The dataset included records of previous shuttle flights that documented both the temperature at the time of launch and the number of O-ring failures observed.
url = "http://archive.ics.uci.edu/ml/machine-learning-databases/space-shuttle/o-ring-erosion-or-blowby.data"
orings = pd.read_csv(url, delim_whitespace=True, header = None)
orings
0 | 1 | 2 | 3 | 4 | |
---|---|---|---|---|---|
0 | 6 | 0 | 66 | 50 | 1 |
1 | 6 | 1 | 70 | 50 | 2 |
2 | 6 | 0 | 69 | 50 | 3 |
3 | 6 | 0 | 68 | 50 | 4 |
4 | 6 | 0 | 67 | 50 | 5 |
5 | 6 | 0 | 72 | 50 | 6 |
6 | 6 | 0 | 73 | 100 | 7 |
7 | 6 | 0 | 70 | 100 | 8 |
8 | 6 | 1 | 57 | 200 | 9 |
9 | 6 | 1 | 63 | 200 | 10 |
10 | 6 | 1 | 70 | 200 | 11 |
11 | 6 | 0 | 78 | 200 | 12 |
12 | 6 | 0 | 67 | 200 | 13 |
13 | 6 | 2 | 53 | 200 | 14 |
14 | 6 | 0 | 67 | 200 | 15 |
15 | 6 | 0 | 75 | 200 | 16 |
16 | 6 | 0 | 70 | 200 | 17 |
17 | 6 | 0 | 81 | 200 | 18 |
18 | 6 | 0 | 76 | 200 | 19 |
19 | 6 | 0 | 79 | 200 | 20 |
20 | 6 | 2 | 75 | 200 | 21 |
21 | 6 | 0 | 76 | 200 | 22 |
22 | 6 | 1 | 58 | 200 | 23 |
It's worth noting that no previous liftoff had occurred at temperatures below 53 degrees Fahrenheit. Therefore, significant extrapolation is required from the available data to assess the risk associated with a launch temperature as low as 31 degrees Fahrenheit. However, the data visualization, as indicated by the plot, clearly demonstrates that the risk of O-ring failure is notably high at 31 degrees Fahrenheit.
orings = orings.drop(axis = 1, columns = [0, 3, 4])
orings.columns = ['damage', 'temp']
orings = orings.sort_values(['temp'])
orings['(intercept)'] = 1
binomial_response = pd.concat([orings['damage'], 6 - orings['damage']], axis = 1)
binomial_response.columns = ['N_damaged', 'N_undamaged']
logitmod = sm.GLM(binomial_response, orings[['temp', '(intercept)']], family = sm.families.Binomial()).fit()
print(logitmod.summary())
Generalized Linear Model Regression Results ======================================================================================== Dep. Variable: ['N_damaged', 'N_undamaged'] No. Observations: 23 Model: GLM Df Residuals: 21 Model Family: Binomial Df Model: 1 Link Function: Logit Scale: 1.0000 Method: IRLS Log-Likelihood: -15.823 Date: Mon, 23 Oct 2023 Deviance: 18.086 Time: 18:52:33 Pearson chi2: 30.0 No.

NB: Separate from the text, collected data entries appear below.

PR #217, opened 2018-05-15
Update ObjC example with last changes

kikettas:
Update the ObjC example app with the last version of the GVL, adding minor fixes in the GVL regarding ObjC-Swift interoperability.

### How to test
Open the app and test that multipage works.

### Merging
Automatic


Example/Example ObjC/ScreenAPIViewController.m
```diff
@@ -48,134 +45,48 @@ - (IBAction)easyLaunchGiniVision:(id)sender {
...
+    giniConfiguration.openWithEnabled = YES;
+    giniConfiguration.qrCodeScanningEnabled = YES;
     
-    // 2. Create the Gini Vision Library view controller, set a delegate object and pass in the configuration object
-    UIViewController *vc = [GiniVision viewControllerWithDelegate:self withConfiguration:giniConfiguration importedDocument: NULL];
+    NSDictionary<NSString*, NSString*> *credentials = [[[CredentialsManager alloc] init] getCredentials];
     
+    GiniClient *client = [[GiniClient alloc] initWithClientId:credentials[@"client_id"]
+                                                 clientSecret:credentials[@"client_password"]
+                                            clientEmailDomain:credentials[@"client_domain"]];
```
nsobadjiev: Didn't you make these key names constants for the Swift example? They look sad hardcoded like this.

Example/Example ObjC/ScreenAPIViewController.m
```diff
@@ -48,134 +45,48 @@ - (IBAction)easyLaunchGiniVision:(id)sender {
...
+- (void)giniVision:(NSArray<id<GiniVisionDocument>> *)documents
+analysisDidFinishWithResults:(NSDictionary<NSString *,GINIExtraction *> *)results
+      sendFeedback:(void (^)(NSDictionary<NSString *,GINIExtraction *> * _Nonnull))sendFeedback {
+    _result = results;
+    [self presentResultsWithSendFeedbackBlock:sendFeedback];
 }
 
-- (void)presentResults {
+- (void)presentResultsWithSendFeedbackBlock:(SendFeedbackBlock)sendFeedbackBlock {
     NSArray *payFive = @[@"paymentReference", @"iban", @"bic", @"amountToPay", @"paymentRecipient"];
```
nsobadjiev: Do we still need to check for the pay5? I vaguely remember that we decided to work even if some of them are missing. Moreover, the BIC (and even the recipient for that matter) is not mandatory to make a transfer.

Example/Example ObjC/ScreenAPIViewController.m
```diff
@@ -189,7 +100,7 @@ - (void)presentResults {
     if (hasPayFive) {
         ResultTableViewController *vc = [storyboard instantiateViewControllerWithIdentifier:@"resultScreen"];
```
nsobadjiev: At some point we should consider putting all storyboard names and identifiers in enums. Do you want to create an issue?

GiniVision/Classes/Core/GiniScreenAPICoordinator.swift
```diff
@@ -222,9 +217,15 @@ extension GiniScreenAPICoordinator: UINavigationControllerDelegate {
                               from fromVC: UIViewController,
                               to toVC: UIViewController) -> UIViewControllerAnimatedTransitioning? {
         if fromVC == analysisViewController && operation == .pop {
+            // Going directly from the analysis to the camera means that
+            // the document is not an image and should be removed
+            if toVC == cameraViewController {
```
a-szotyori: We will need to move scattered network related calls to dedicated classes (extensions) in the future. In the Android version we have logic scattered around, too. If we are not careful it might byte us in the future.

Can you create a ticket for this? For the Android version we created a [similar one](https://github.com/gini/gini-vision-lib-android/issues/190).

Example/Example ObjC/ScreenAPIViewController.m
kikettas: It is merely an example, they may choose to take only the IBAN. But I guess that adding a comment can clarify it.

GiniVision/Classes/Core/GiniScreenAPICoordinator.swift
nsobadjiev: I'd like to second that comment. I was really hoping to avoid such code but I keep seeing it.

kikettas: But there is not networking here. Which makes me think that the name for that elements is still wrong. I created [a ticket](https://github.com/gini/gini-vision-lib-ios/issues/219) in order to find a better name.

PR #221, opened 2018-05-23
UI and Qr code scanning fixes.

kikettas:
Some minor issues were fixed:
- Qr codes are not processed properly
- Gallery shows the correct button when deselecting images
- Captured images stack thumbnail now shows the correct aspect
- View controllers now have a black background
- _Weiter_ button state is updated when documents are added/deleted/modified
- Validation indicator now is shown smoothly and with a short delay.

### How to test
Open the app and test that multipage works.

### Merging
Automatic

### Issues
#220


GiniVision/Classes/Core/GiniScreenAPICoordinator+Review.swift
```diff
@@ -12,7 +12,7 @@ import Foundation
 extension GiniScreenAPICoordinator: ReviewViewControllerDelegate {
     
     func review(_ viewController: ReviewViewController, didReview document: GiniVisionDocument) {
-        self.updateValueInDocuments(for: document)
+        updateValue(for: document)
```
nsobadjiev: A name such as `updateValue` doesn't give me much information about what the method does.

GiniVision/Classes/Core/GiniScreenAPICoordinator+Review.swift
```diff
@@ -94,13 +94,12 @@ extension GiniScreenAPICoordinator: MultipageReviewViewControllerDelegate {
         }
     }
     
-    func refreshMultipageReview(with documentRequests: [DocumentRequest]) {
+    func refreshMultipageReviewNextButton(with documentRequests: [DocumentRequest]) {
```
nsobadjiev: I would have been ok with the old name. It doesn't have to specify everything it does. It's just a method for updating the UI. The specifics can be encapsulated.

GiniVision/Classes/Core/GiniScreenAPICoordinator.swift
```diff
@@ -136,33 +136,42 @@ final class GiniScreenAPICoordinator: NSObject, Coordinator {
 
 extension GiniScreenAPICoordinator {
     func addToDocuments(new documentRequests: [DocumentRequest]) {
+        if self.documentRequests.type == .qrcode || self.documentRequests.type == .pdf {
```
nsobadjiev: Ideally I'd avoid such edge cases. If you can, I'd prefer it if you could find a way to process everything in the same way.

GiniVision/Classes/Core/GiniScreenAPICoordinator+Review.swift
kikettas: Before it made sense, because it did different things. But know it is just the next button refreshing.

GiniVision/Classes/Core/GiniScreenAPICoordinator+Review.swift
kikettas: Since I will rename the `DocumentRequest`, it will make more sense to call it `updateDocument`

Iterations: 6 Pseudo R-squ. (CS): 0.2344 Covariance Type: nonrobust =============================================================================== coef std err z P>|z| [0.025 0.975] ------------------------------------------------------------------------------- temp -0.1156 0.047 -2.458 0.014 -0.208 -0.023 (intercept) 5.0850 3.052 1.666 0.096 -0.898 11.068 ===============================================================================
The primary task is to predict the likelihood of an O-ring failure when the launch temperature falls below freezing, specifically at 31 degrees Fahrenheit. This prediction serves as a crucial component in evaluating the safety of future launches under similar conditions.
logitmod.predict([31, 1])[0]
0.8177744062821898
plt.scatter(orings['temp'], orings['damage']/6, s = 10);
plt.xlim([31, orings['temp'].max() + 2]);
plt.ylim([-0.1,1]);
temps = np.linspace(31, orings['temp'].max()+1, 100).reshape(-1,1)

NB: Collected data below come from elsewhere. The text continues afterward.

PR #222, opened 2018-05-24
Create logger

kikettas:
Replace `print` calls with `Logger` calls.  

### How to test
Open the app, and use it to see that the Logger is working.

### Merging
Automatic

### Issues
#167

### DIFF
--- a/GiniVision/Classes/Core/Logger.swift
+++ b/GiniVision/Classes/Core/Logger.swift
@@ -1,0 +1,46 @@
+//
+//  Logger.swift
+//  GiniVision
+//
+//  Created by Enrique del Pozo Gómez on 5/14/18.
+//
+
+import Foundation
+
+final class Logger {
+    
+    enum Event {
+        case error
+        case success
+        case warning
+        case custom(emoji: String)
+        
+        var value: String {
+            switch self {
+            case .error: return "❌"
+            case .success: return "✅"
+            case .warning: return "⚠️"
+            case .custom(let emoji): return emoji
+            }
+        }
+    }
+    
+    class func debug(message: String,
+                     event: Event,
+                     giniConfig: GiniConfiguration = .shared) {
+        
+        if giniConfig.debugModeOn {
+            print("[ GiniVision ](\(formattedString(from: Date()))): \(event.value) \(message)")
+        }
+    }
+    
+    class func formattedString(from date: Date) -> String {
+        let dateFormat = "dd-MM-yy hh:mm:ss"
+        let dateFormatter = DateFormatter()
+        dateFormatter.dateFormat = dateFormat
+        dateFormatter.locale = Locale.current
+        dateFormatter.timeZone = TimeZone.current
+        
+        return dateFormatter.string(from: date)
+    }
+}
--- a/GiniVision/Classes/Core/Logger.swift
+++ b/GiniVision/Classes/Core/Logger.swift
@@ -32,7 +32,12 @@ final class Logger {
                    giniConfig: GiniConfiguration = .shared) {
         
         if giniConfig.debugModeOn {
-            NSLog("[ GiniVision ] \(event.value) \(message)")
+            let message = "[ GiniVision ] \(event.value) \(message)"
+            if let loggerBlock = giniConfig.customLog {
+                loggerBlock(message)
+            } else {
+                NSLog(message)
+            }
         }
     }
 }
--- a/GiniVision/Classes/Core/Logger.swift
+++ b/GiniVision/Classes/Core/Logger.swift
@@ -16,6 +16,7 @@ enum LogEvent: String {
 func Log(message: String,
          event: LogEvent,
          giniConfig: GiniConfiguration = .shared) {
+
     Log(message: message, event: event.rawValue, giniConfig: giniConfig)
 }
 
@@ -24,11 +25,29 @@ func Log(message: String,
          giniConfig: GiniConfiguration = .shared) {
     
     if giniConfig.debugModeOn {
+        giniConfig.logger.log(message: message, event: event)
+    }
+}
+
+@objc public protocol GiniLogger: class {
+    
+    /**
+     Logs a message
+     
+     - parameter message: Message printed out
+     - parameter event: String which represents the printed message. i.e: ⚠️
+     
+     */
+    func log(message: String, event: String)
+}
+
+final class DefaultLogger: GiniLogger {
+    
+    func log(message: String, event: String) {
         let message = "[ GiniVision ] \(event) \(message)"
-        if let loggerBlock = giniConfig.customLog {
-            loggerBlock(message)
-        } else {
-            NSLog(message)
+        if ProcessInfo.processInfo.environment["OS_ACTIVITY_MODE"] == "disable" {
+            print(message)
         }
+        NSLog(message)
     }
 }
--- a/GiniVision/Classes/Core/Logger.swift
+++ b/GiniVision/Classes/Core/Logger.swift
@@ -25,7 +25,7 @@ func Log(message: String,
          giniConfig: GiniConfiguration = .shared) {
     
     if giniConfig.debugModeOn {
-        giniConfig.logger.log(message: message, event: event)
+        giniConfig.logger.log(message: "\(event) \(message)")
     }
 }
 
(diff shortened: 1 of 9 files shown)


GiniVision/Classes/Core/Logger.swift
```diff
@@ -0,0 +1,46 @@
...
+            switch self {
+            case .error: return "❌"
+            case .success: return "✅"
+            case .warning: return "⚠️"
+            case .custom(let emoji): return emoji
+            }
+        }
+    }
+    
+    class func debug(message: String,
```
nsobadjiev: I don't see a point in having a debug method if there is no other log level. I'm not saying that we need log levels (but I'm also not saying that we shouldn't have them).

The point is that if you don't want logging levels, just have a generic `log` method.

GiniVision/Classes/Core/Logger.swift
```diff
@@ -0,0 +1,46 @@
...
+                     giniConfig: GiniConfiguration = .shared) {
+        
+        if giniConfig.debugModeOn {
+            print("[ GiniVision ](\(formattedString(from: Date()))): \(event.value) \(message)")
+        }
+    }
+    
+    class func formattedString(from date: Date) -> String {
+        let dateFormat = "dd-MM-yy hh:mm:ss"
+        let dateFormatter = DateFormatter()
```
nsobadjiev: As far as I remember, it wasn't recommended to create Date Formatters all the time because they are "expensive" objects. You should consider having a static instance for the class.

GiniVision/Classes/Networking/DocumentServiceProtocol.swift
```diff
@@ -58,8 +58,8 @@ extension DocumentServiceProtocol {
                                                                                cancellationToken: cancellationToken)
             }).continueWith(block: { task in
                 if let createdDocument = task.result as? GINIDocument {
-                    print("📄 Created document with id:", createdDocument.documentId ?? "",
-                          "for vision document:", document.id)
+                    Logger.debug(message: "Created document with id: \(createdDocument.documentId ?? "") " +
+                        "for vision document \(document.id)", event: .custom(emoji:"📄"))
```
nsobadjiev: I think your Event enum breaks a little bit here. Instead of just putting the emoji itself, you need to have a whole statement - `.custom(emoji:"📄")`. It's kind of verbose. Maybe you can find a way to shorten it and have only the character as parameter?

GiniVision/Classes/Core/Logger.swift
```diff
@@ -0,0 +1,46 @@
...
+    
+    enum Event {
+        case error
+        case success
+        case warning
+        case custom(emoji: String)
+        
+        var value: String {
+            switch self {
+            case .error: return "❌"
```
nsobadjiev: Have you tried extracting the logs from a real device (from iTunes or Xcode)? Can you verify that these emojis show? It's a real use case that someone gets logs from a device (from a crash reporter for instance) and tries to make sense of them.

GiniVision/Classes/Core/Logger.swift
kikettas: Yes, makes sense since we are not going to introduce more log levels.

GiniVision/Classes/Core/Logger.swift
kikettas: Didn't know about its bad performance 👍

kikettas: I removed it since it is not needed with `NSLog` (it already prints the date)

GiniVision/Classes/Core/Logger.swift
kikettas: They are shown if I use `NSLog` (the whole message, including emojis).

kikettas:
@nsobadjiev These are the logs that I consider important, because I don't what to show a lot of logs in the console (they might be annoying and pointless)

GiniVision/Classes/Core/Logger.swift
nsobadjiev: `NSLog` might be another thing. It logs directly to `stderr`, but it's possible that a partner has a custom logging solution that writes somewhere else. And they don't want to redirect `stderr`. So it might be useful to be able to inject a logging function. But maybe I'm overthinking it.

GiniVision/Classes/Networking/DocumentServiceProtocol.swift
```diff
@@ -179,13 +179,13 @@ extension DocumentServiceProtocol {
...
-                    Logger.debug(message: message, event: .error)
+                    Logger.log(message: message, event: .error)
                     
                     return nil
                 }
                 
-                Logger.debug(message: "Feedback sent with \(updatedExtractions.count) extractions",
-                    event: .custom(emoji:"🚀"))
+                Logger.log(message: "Feedback sent with \(updatedExtractions.count) extractions",
+                    event: .custom("🚀"))
```
nsobadjiev: I'm still a little skeptical about this. It's a little shorter, but still a bit verbose. It's way longer than just having the emoji inline in the string. And actually, do you really need custom ones?

GiniVision/Classes/Core/Logger.swift
kikettas: Ummm, could make sense although it is not very likely. I added a custom log block to the `GiniConfiguration` so they can customize it.

GiniVision/Classes/Networking/DocumentServiceProtocol.swift
```diff
@@ -179,13 +179,13 @@ extension DocumentServiceProtocol {
                 if let error = task?.error {
                     let id = self.compositeDocument?.documentId ?? ""
                     let message = "Error sending feedback for document with id: \(id) error: \(error)"
-                    Logger.debug(message: message, event: .error)
+                    Logger.log(message: message, event: .error)
```
nsobadjiev: What about having a function for it. So we don't always have to write `Logger.log`, which can be annoying. We could replace it with `Log(...)` or something.

GiniVision/Classes/Networking/DocumentServiceProtocol.swift
kikettas: The idea is to represent the event in a graphical way, but since there is not way to check if it is an emoji or just a string maybe it makes sense to pass just a `String`.

GiniVision/Classes/Networking/DocumentServiceProtocol.swift
kikettas: I like the idea! 💯

GiniVision/Classes/Core/Logger.swift
```diff
@@ -7,40 +7,28 @@
...
+
+func Log(message: String,
+         event: LogEvent,
+         giniConfig: GiniConfiguration = .shared) {
+    Log(message: message, event: event.rawValue, giniConfig: giniConfig)
+}
+
+func Log(message: String,
+         event: String,
+         giniConfig: GiniConfiguration = .shared) {
```
nsobadjiev: No one would pass a configuration object to a logger method, I think. Can you make it a property in the class?

kikettas: I don't understand, what's that class?

nsobadjiev: I wanted to say the Logger class. But it's no longer there.
I'm not sure why you removed it though. You could have kept it and had a `Log` method that uses it.

kikettas:
It is failing randomly due to a problem with a file. Not sure if it is because of the CI or the repo.

GiniVision/Classes/Core/Logger.swift
```diff
@@ -0,0 +1,53 @@
...
+@objc public protocol GiniLogger: class {
+    
+    /**
+     Logs a message
+     
+     - parameter message: Message printed out
+     - parameter event: String which represents the printed message. i.e: ⚠️
+     
+     */
+    func log(message: String, event: String)
```
nsobadjiev: I'd avoid having partners implement a method with two parameters. If they have a custom logging solution, they probably have a method that takes one parameters. To also take an event type, they will also have to write an additional method to comply. Whereas, if it was only one, they'd likely just need to formally "say" that their logger complies to `GiniLogger `

kikettas: Then I will concat both string internally.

phat = logitmod.predict(np.hstack([temps, np.ones((len(temps),1))]))
plt.plot(temps, phat, linewidth = 1);
plt.xlabel("Temp");
plt.ylabel("Chance of Damage");
Despite the concerns raised by some engineers, it was ultimately decided to proceed with the launch. Tragically, just 73 seconds into the flight, the O-rings failed due to the cold temperatures, leading to the explosion of the shuttle.